Issue #160, opened 2022-04-24
[REQ] Ability to install Longhorn to use local storage for volumes


karbowiak:
Hello there,

I just tried installing Longhorn onto the cluster, but during driver-deployment it hangs itself and waits forever - which if i remember correctly is because open-iscsi is missing on the system (OR it can't find a path, but that usually comes with a different error 😅)

Is there a way to install open-iscsi onto the nodes so Longhorn can run, or is there something bigger preventing Longhorn from working.

Would be lovely to have some volumes locally and others in hcloud, both money and performance wise 😄

mysticaltech:
@karbowiak Try installing open-iscsi at this level: 

https://github.com/kube-hetzner/terraform-hcloud-kube-hetzner/blob/5087c15bf20754d73ee0c42a8d3e5b06721baac7/modules/host/main.tf#L71-L73

Do it by adding the following command to the command array there: 

`transactional-update pkg install open-iscsi
`
And if it works for you, please submit a PR.

mysticaltech:
Hey @karbowiak, do you need help with this? Ideally, please do try it, and if you can make Longhorn work with this, I will commit it to the repo and release a new minor version of the module.

karbowiak:
@mysticaltech hey! thanks for the example - i'll totally give it a try this weekend ! :D

And yes, if it all works out - i'll see if i can't make it nice with a kustomize and some enable/disable flags and make a pull request :)

mysticaltech:
Sounds like a plan!!

skriems:
I'm currently looking into this as well. What I've got so far is

```
# Install open-iscsi
  provisioner "remote-exec" {
    inline = [
      "set -ex",
      "transactional-update pkg install -y open-iscsi",
      "systemctl enable iscsid",
      "systemctl start iscsid",
    ]
  }
```
This worked manually on one node so I think this is fine and doesn't need a restart or anything. Will continue on the others, deploy longhorn and report back how it goes

mysticaltech:
Good to hear; yes, the way MicroOS works, it needs to restart after any installation of packages to commit the new snapshot. It's a transactional system.

Best to do the installation at https://github.com/kube-hetzner/terraform-hcloud-kube-hetzner/blob/5087c15bf20754d73ee0c42a8d3e5b06721baac7/modules/host/main.tf#L71-L73, as stated above.

For the reboot, it's already being done after the above point, so that is already taken care of. 

[...]

PR #170, opened 2022-04-29
#160 Install open-iscsi and Longhorn

karbowiak:
ref: #160

This installs open-iscsi and Longhorn using Helmfile.

Not sure this is the optimal way to do it - but it does work 😅

### DIFF
--- a/README.md
+++ b/README.md
@@ -54,12 +54,13 @@ Follow those simple steps, and your world's cheapest Kube cluster will be up and
 
 First and foremost, you need to have a Hetzner Cloud account. You can sign up for free [here](https://hetzner.com/cloud/).
 
-Then you'll need to have [terraform](https://learn.hashicorp.com/tutorials/terraform/install-cli),  [kubectl](https://kubernetes.io/docs/tasks/tools/) cli, and [hcloud](<https://github.com/hetznercloud/cli>) the Hetzner cli. The easiest way is to use the [homebrew](https://brew.sh/) package manager to install them (available on Linux, Mac, and Windows Linux Subsystem).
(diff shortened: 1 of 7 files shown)


skriems:
cool :) I think I get the idea that you use `transactional-update` for starting the deamon, as this also create a snapshopt, right? I wonder if that's necessary 🤔 

With `defaultClass: true` you're setting longhorn as the default StorageClass, right? I wonder if its possible if longhorn can be combined with the hcloud-storage class. Haven't had time to look into that. On the other hand I assume that with longhorn you _want_ to have the volumes on the nodes and an additional backup strategy should push data to hetzner volumes, maybe... 🤔

karbowiak:
@skriems 

Afaik just doing `systemctl enable --now iscsid` will just enable it for now, after the next reboot it'll be gone - hence the transactional update :)

as for `defaultClass: true` it's just what i use myself, i noticed after i made the pull request that hcloud is also setting itself as default 😅 

So by default it'll most likely end up using hcloud since it comes first in the alphabet.
As for backing up Longhorn, that has to happen to an S3 bucket - that's how it's own internal backup solution works.

As for single node clusters, it wouldn't fail - it'd just still try and keep 2 volumes around 😂 
As for setting it to the X amount of worker nodes added, that could work - but you'd end up with very little usable space, longhorn should be smart enough to move a volume over to the node that requires it if it doesn't have it there already

mysticaltech:
@karbowiak Thanks! There are many good things in this PR; I like how you think. However, a few things. 

It needs to be fully optional, with a variable flag to determine if longhorn is used or not.

Also, the whole interaction with hcloud needs to be clarified, and the different major use cases need to be exposed with a flag. 

One of those use cases would be either hcloud or longhorn (mutual exclusion), in which case the Hetzner CSI needs to never get installed (so its installation must be if longhorn is false, for instance).

Last but not least, please retarget this PR to the "staging" branch, so we can test it out. We try to keep the master in sync with the latest release. So closing for now while you re-submit it to the "staging" branch, and from there, we can make the improvements needed before we merge.

mysticaltech:
As for the systemctl enable --now, am almost sure it does not need transactional updates as @skriems mentioned, please double check!

skriems:
@karbowiak I checked the docs and in fact an `enable --now` does both, _enable_ (start the deamon after reboot) and _start_ a given deamon. So I think since nothing is really installed we can omit the transactional-update :)

I you still working on this?

PR #171, opened 2022-04-29
Add private CIDR for calico

### LINKED ISSUE #169: Calico subnet performance
Is it a problem that Calico uses 192.168.0.0 subnet instead of the 10.0.0.0 subnet? For example is it faster to go through the private network or are requests always routed over the private hetznet network.

nupplaphil:
Fixes #169


mysticaltech:
Thanks @nupplaphil !

PR #172, opened 2022-04-30
completed k3s channel list

### LINKED ISSUE #165: [REQ] add more (all) k3s channels for kubernetes version
In my cluster, we are installing components that are not currently running on kubernetes >v1.21. however, the stable channel is already on v1.22.x. K3s itself offers additional channels like v1.21. But these are not allowed in the channel variable. 

I could provide a PR that adds the missing channels to the variable. What do you think?

batthebee:
Fixes #165


mysticaltech:
Well done, @batthebee!

PR #173, opened 2022-05-02
#160 Longhorn

karbowiak:
This merge commit refers to #160 

It brings with it..

- Ability to define the version for Kured
- Ability to enable/disable installation of Hetzner CSI
- Ability to enable/disable installation of Longhorn
- Sort so Longhorn is not default when Hetzner CSI is also enabled

Tested:
- terraform plan
- terraform apply -auto-approve
- terraform destroy -auto-approve
- installation with/without hetzner csi while longhorn was enabled
- installation with/without longhorn while hetzner csi was enabled
- installation with neither enabled


helm/longhorn.yaml
```diff
@@ -0,0 +1,22 @@
+---
```
nupplaphil, line 1: Wouldn't it be better to stick to one type of helm usage, would it? Currently we're using the rancher https://rancher.com/docs/k3s/latest/en/helm/ for helm, f.e. for the traefik config. This would reduce the amount of dependencies as well

nupplaphil (changes requested):

helm/longhorn.yaml
karbowiak: You can define HelmCharts as a manifest for K3? Interesting - definitely would simplify things - i'll have a whack at it :)

nupplaphil: Exactly :) the nice thing is that so you won't have to install helm locally and the helm is managed by k8s itself

modules/host/main.tf
```diff
@@ -69,7 +69,7 @@ resource "hcloud_server" "server" {
   provisioner "remote-exec" {
     inline = [
       "set -ex",
-      "transactional-update shell <<< 'rpm --import https://rpm.rancher.io/public.key;zypper install -y https://github.com/k3s-io/k3s-selinux/releases/download/v0.5.stable.1/k3s-selinux-0.5-1.sle.noarch.rpm'"
+      "transactional-update shell <<< 'rpm --import https://rpm.rancher.io/public.key; zypper install -y open-iscsi https://github.com/k3s-io/k3s-selinux/releases/download/v0.5.stable.1/k3s-selinux-0.5-1.sle.noarch.rpm'"
```
nupplaphil, line 72: If we don't use longhorn, we should avoid installing open-iscsi to minimize the image

nupplaphil (changes requested):

helm/longhorn.yaml
mysticaltech: Very interesting, @nupplaphil; I had not connected these dots myself; indeed, managing through the install through `HelmChartConfig` would be ideal!

modules/host/main.tf
mysticaltech: Thought about that, but was thinking that maybe other storage solutions do use that too, so maybe it does not hurt leaving it. If not started, it won't really add much overhead, either in space or time of installation. But please correct me if I'm wrong.

karbowiak: Not sure other storage solutions need it, but they might.
I agree on not installing it if longhorn ain't needed - but not installing it and then wanting to add longhorn later might complicate things.

Ideally i'm thinking something like an array containing all extra packages to install that can be set in terraform.tfvars maybe.

Not sure how to go about that one tho 😅

mysticaltech: Could very well be done IMHO; that would be ideal. And when Longhorn is selected, the required package is installed and started.

terraform.tfvars.example
```diff
@@ -103,10 +103,18 @@ load_balancer_location = "fsn1"
 
 ### The following values are entirely optional
 
+# To use local storage on the nodes, you can enable Longhorn, default is "false"
```
mysticaltech, line 106: Awesome!!

variables.tf
```diff
@@ -65,6 +65,12 @@ variable "hetzner_csi_version" {
   description = "Version of Container Storage Interface driver for Hetzner Cloud"
 }
 
+variable "kured_version" {
```
mysticaltech, line 68: Useful addition! Thanks.

karbowiak: Honestly needed it, because i kept running into issues where Github would throttle how often i could run terraform 😂

helm/longhorn.yaml
karbowiak: Should be added now, lemme know if it looks alright :)

Tested it and.. it works on my machine 😂

variables.tf
mysticaltech: Interesting... Did not know that did that! You must be a power user! :)

karbowiak: More like "run the thing an abnormal amount of times because you f'ed up writing it correctly the first time" 😂

nupplaphil: I had similar issues until I added a Github token To the Github provider inside my parent main module :)

karbowiak: @nupplaphil and how does one do that ? 😅 

Like the parent main module part, not the token

mysticaltech:
All is now very elegant with the HelmChart, and opens the possibilities to add even more add-ons that way in the future!

Now we just need to install and enable the required packages if longhorn is enabled and we can merge! Later on we can sort out the optional packages feature.

karbowiak:
Alrighty @mysticaltech - i'll get that sorted a bit later today :)

(For some reason, work thinks i should work - what for a ludicrus assumption is that 😂)

skriems:
awesome work so far !! :) Can't wait integrating it on my end. I'm just about to spin up our new setup... gonna steal your work locally :P

karbowiak:
Ok i have to tap out - i got no clue how i'll get it into the main.tf in modules/host that longhorn is enabled/disabled.

Tried passing it in via agents.tf and control_panels.tf like as follows:

```
  location               = each.value.location
  server_type            = each.value.server_type
  ipv4_subnet_id         = hcloud_network_subnet.control_plane[[for i, v in var.control_plane_nodepools : i if v.name == each.value.nodepool_name][0]].id
  enable_longhorn = var.enable_longhorn
  ```
  
  no dice, then like labels is done, just calling it extras - no dice.
  I can get it in via labels, but that's not really nice.
  
  So how in the world do i pass an arbitrary variable into modules/host/main.tf from agents.tf and control_planes.tf? 😂

mysticaltech:
That's exactly how you do it: `enable_longhorn = var.enable_longhorn` and in the variables of the module, you also have to declare enable_longhorn.

Then it should work, same as other variables that are passed to the server module!

mysticaltech:
Ok, folks, now we have a `packages_to_install` variable we can use to install stuff, I added the logic for `open-iscsi` when longhorn is enabled.

This is now merged! Thanks for your good work @karbowiak! 🥳

mysticaltech:
This is also now part of the new v1.1.1 release!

· · ·

■ **About this exercise**:
Search the listing for the word "modules", and copy every line in which it is found.

■ **Response to the task**:
https://github.com/kube-hetzner/terraform-hcloud-kube-hetzner/blob/5087c15bf20754d73ee0c42a8d3e5b06721baac7/modules/host/main.tf#L71-L73
Best to do the installation at https://github.com/kube-hetzner/terraform-hcloud-kube-hetzner/blob/5087c15bf20754d73ee0c42a8d3e5b06721baac7/modules/host/main.tf#L71-L73, as stated above.
modules/host/main.tf
modules/host/main.tf
Ok i have to tap out - i got no clue how i'll get it into the main.tf in modules/host that longhorn is enabled/disabled.
  So how in the world do i pass an arbitrary variable into modules/host/main.tf from agents.tf and control_planes.tf? 😂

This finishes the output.